Dear Readers – When someone communicates to me their relationship experiences, which I believe may be helpful to many, I’m happy to share them. The following reader provided views from a website posting which he related to, on “Understanding the Pain of an Affair.”
I’m including some selections from that posting:
My wife had an affair and got caught 20 months ago. I loved her and would’ve been with her until my dying day.
I would tell my children, early-20s, how lucky I was to still be so in love with someone after all these years. And that they should hope for the same. So much for long range planning!
I’ve been to many web sites and read much on the subject (of being betrayed). I recently came upon an article that really verbalized how I have felt.
Still Hurting
Posted April 19, 2013 by “Doug” - excerpted from the book Healing from an Affair: A cheater’s guide for helping your spouse heal from an affair:
“Most cheaters (or ex-cheaters) have no clue how much pain we’re causing, especially when we’re in our affairs and immediately after our affairs are discovered.
“We are too wrapped up in the affair or in our own issues to notice.
“Many victims have said that the pain is worse than losing a loved one… (it’s) a pain that keeps on giving and it lingers in the victim’s mind for a long time.
“Each time they experience a trigger, the pain is there again as if the affair just occurred. They have many questions, emotions, images, and feelings that constantly stir up more pain. The affair remains in the mind of the betrayed through every waking moment.
“We’ve caused a severe trauma to our spouses, and it’s a trauma that they never deserved. So we have to do our best and work our hardest to help them past this.
“Ask your wife about her pain after your affair if she hasn’t already told you…. do some surfing online and check out almost any infidelity forum or blog and read some of the entries from those who have suffered as a result of an affair.
“Understanding that pain alone can help to change your way of thinking almost immediately.
“Experts say it takes anywhere from two to four years for a person to recover from infidelity. We are aware of some situations where the trauma has been an issue for 20 years or more.
“Your spouse feels shock, both emotionally and physically. She’s exhausted, feels worthless… has felt anger, sadness, and despair.
“She may suffer from panic attacks and has totally lost her confidence, her self-esteem, and cannot trust herself to make good decisions any longer.

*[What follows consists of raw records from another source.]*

PR #1212, opened 2018-08-22
Support placeholder values and value types for event player args

avanwinkle:
This PR adds support for placeholder values in `event_player` events that use arguments.

```
event_player:
  some_event_occurred:
    # Current events can only pass static args
    event_with_basic_args:
      string_arg: "Hey there"
      int_arg: 120
    # New feature: pass dynamic (placeholder value) args
    show_pophits_count:
      count:
        value: device.counters.pophits.value
        type: int
    show_player_phase:
      phase:
        value: current_player.active_phase
        type: string
```

It supports types of `int`, `float`, `bool`, and `string` (which is default if no type supplied).

The motivation for this new functionality is to pass device and player values to MC event handlers. For example, having a widget update on a `logicblock_(name)_updated` works great except for when the slide first activates and there's no update event. 

Here's the actual example from my code:
```
event_player:
  logicblock_n7_hits_counter_complete: start_mode_n7_assignments
  # Force an event to show n7/iff count when the first bumper hits
  slide_minerals_slide_active:
    logicblock_n7_hits_counter_hit{device.achievements.normandyattack.state!="enabled"}:
      count:
        value: device.counters.n7_hits_counter.value
        type: int

widget_player:
  logicblock_n7_hits_counter_hit:
    n7_progress_widget:
      action: update
      slide: minerals_slide

widgets:
  n7_progress_widget:
    - type: text
      text: "N7 assignment in (count)"
      style: dmd_small
```

The first draft just checked for whether the argument value was a string and always created a `TextTemplate`, which was sufficient for use in slides/widgets. The first test I wrote expected an integer, which is when I realized it might be more useful to explicitly define what type of value to templatize. This required the argument value to become a dict, but that also makes it easier for `event_player` to know when it's supposed to try creating a placeholder.

Thoughts/feedback welcome!

### DIFF
--- a/mpf/config_players/event_player.py
+++ b/mpf/config_players/event_player.py
@@ -40,7 +40,21 @@ class EventPlayer(FlatConfigPlayer):
 
     def _post_event(self, event, s):
         event_name_placeholder = TextTemplate(self.machine, event.replace("(", "{").replace(")", "}"))
+        for key, param in s.items():
+            if isinstance(param, dict):
+                s[key] = self._evaluate_event_param(param)
         self.machine.events.post(event_name_placeholder.evaluate({}), **s)
+
+    def _evaluate_event_param(self, param):
+        if param.get("type") == "float":
+            placeholder = self.machine.placeholder_manager.build_float_template(param["value"])
+        elif param.get("type") == "int":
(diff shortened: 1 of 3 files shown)


jabdoa2:
Very cool. I like it. We could also use the new string placeholders like in segment displays. But that can also be added later

PR #1214, opened 2018-08-24
Bugfix: timer "pause" delay passed in secs when expecting ms

avanwinkle:
This PR fixes a bug where the `Timer.pause()` method handles pause duration in seconds but `DelayManager.add()` expects an argument in milliseconds. The result is that pauses are uselessly brief.

This PR takes the timer argument and multiplies by 1000 before passing the delay. Verified working via log event timestamps.

### DIFF
--- a/mpf/devices/timer.py
+++ b/mpf/devices/timer.py
@@ -299,7 +299,7 @@ class Timer(ModeDevice):
 
         self.running = False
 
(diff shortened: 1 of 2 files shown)


jabdoa2:
Looks like we got a test which relies on the wrong behavior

“She may have even thought of suicide. She feels disrespected and wonders how you could’ve done this to her. She trusted you and now everything she believed in as far as your relationship, your marriage, and you as a person has been flushed down the toilet.”
Ellie – In this post, the writer, “Doug” who cheated, is male, and so his message is on behalf of betrayed spouses who generally are women. Of course, men whose wives have cheated experience very similar feelings.
Male or female, the act of cheating creates repercussions for many people – your own loved ones including relatives who feel shamed, any children whose lives are changed by the fallout, and the family and any children of the partner in the affair.
Something to think about.
Lately, I've been suffering some kind of disorder off and on. When the attack comes (often), I shake uncontrollably, feel scared, and want to cry, sometimes I do cry. When I eat, I feel nauseous. (I’m not anorexic, and have no eating disorder). I don’t know the cause of these panic attacks.
My family and social life are normal. I’m not being threatened, or bullied, etc. My life is fine and normal. Could you help me figure this out?
Worried in Singapore
You’ve instinctively felt these are panic attacks. That’s the starting point for seeing a therapist and probing if anything in your past has been triggered recently, by any more recent events. This could even refer to repressed memories, or long-ago traumas re-surfacing.
But I also recommend seeing a medical doctor for a check that there’s no physical health problem sparking some of these symptoms.
Being pro-active in finding answers lessens fears, which only increase your reactions.
Tip of the day:
Knowing the pain and repercussions that often follow infidelity, can inspire other spousal solutions.